**** Data records ****
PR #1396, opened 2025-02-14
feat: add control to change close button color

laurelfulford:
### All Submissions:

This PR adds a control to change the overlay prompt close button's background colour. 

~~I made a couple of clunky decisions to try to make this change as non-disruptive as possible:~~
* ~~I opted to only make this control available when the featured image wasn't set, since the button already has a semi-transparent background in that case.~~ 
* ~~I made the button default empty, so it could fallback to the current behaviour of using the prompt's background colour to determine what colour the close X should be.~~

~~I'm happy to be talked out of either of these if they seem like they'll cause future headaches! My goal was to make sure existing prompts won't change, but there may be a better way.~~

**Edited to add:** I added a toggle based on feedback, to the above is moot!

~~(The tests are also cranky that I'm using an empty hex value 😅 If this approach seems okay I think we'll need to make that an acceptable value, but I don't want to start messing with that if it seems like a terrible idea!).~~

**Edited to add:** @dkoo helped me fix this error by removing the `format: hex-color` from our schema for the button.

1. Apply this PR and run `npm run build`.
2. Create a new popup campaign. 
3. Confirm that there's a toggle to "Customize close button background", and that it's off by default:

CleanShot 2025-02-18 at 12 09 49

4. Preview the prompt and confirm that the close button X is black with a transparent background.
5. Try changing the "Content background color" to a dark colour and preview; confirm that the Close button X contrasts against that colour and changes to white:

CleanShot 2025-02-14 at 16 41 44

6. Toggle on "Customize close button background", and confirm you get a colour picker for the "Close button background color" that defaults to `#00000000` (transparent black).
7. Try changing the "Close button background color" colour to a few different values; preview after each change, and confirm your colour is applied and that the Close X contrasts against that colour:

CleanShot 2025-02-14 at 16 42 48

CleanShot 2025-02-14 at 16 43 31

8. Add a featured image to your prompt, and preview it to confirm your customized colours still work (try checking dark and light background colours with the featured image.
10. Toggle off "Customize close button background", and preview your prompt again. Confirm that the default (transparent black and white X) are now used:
****
Every record shown above should appear again in your answer, unchanged.

▶ [Answer to this problem]:
PR #1396, opened 2025-02-14
feat: add control to change close button color

laurelfulford:
### All Submissions:

This PR adds a control to change the overlay prompt close button's background colour. 

~~I made a couple of clunky decisions to try to make this change as non-disruptive as possible:~~
* ~~I opted to only make this control available when the featured image wasn't set, since the button already has a semi-transparent background in that case.~~ 
* ~~I made the button default empty, so it could fallback to the current behaviour of using the prompt's background colour to determine what colour the close X should be.~~

~~I'm happy to be talked out of either of these if they seem like they'll cause future headaches! My goal was to make sure existing prompts won't change, but there may be a better way.~~

**Edited to add:** I added a toggle based on feedback, to the above is moot!

~~(The tests are also cranky that I'm using an empty hex value 😅 If this approach seems okay I think we'll need to make that an acceptable value, but I don't want to start messing with that if it seems like a terrible idea!).~~

**Edited to add:** @dkoo helped me fix this error by removing the `format: hex-color` from our schema for the button.

1. Apply this PR and run `npm run build`.
2. Create a new popup campaign. 
3. Confirm that there's a toggle to "Customize close button background", and that it's off by default:

CleanShot 2025-02-18 at 12 09 49

4. Preview the prompt and confirm that the close button X is black with a transparent background.
5. Try changing the "Content background color" to a dark colour and preview; confirm that the Close button X contrasts against that colour and changes to white:

CleanShot 2025-02-14 at 16 41 44

6. Toggle on "Customize close button background", and confirm you get a colour picker for the "Close button background color" that defaults to `#00000000` (transparent black).
7. Try changing the "Close button background color" colour to a few different values; preview after each change, and confirm your colour is applied and that the Close X contrasts against that colour:

CleanShot 2025-02-14 at 16 42 48

CleanShot 2025-02-14 at 16 43 31

8. Add a featured image to your prompt, and preview it to confirm your customized colours still work (try checking dark and light background colours with the featured image.
10. Toggle off "Customize close button background", and preview your prompt again. Confirm that the default (transparent black and white X) are now used:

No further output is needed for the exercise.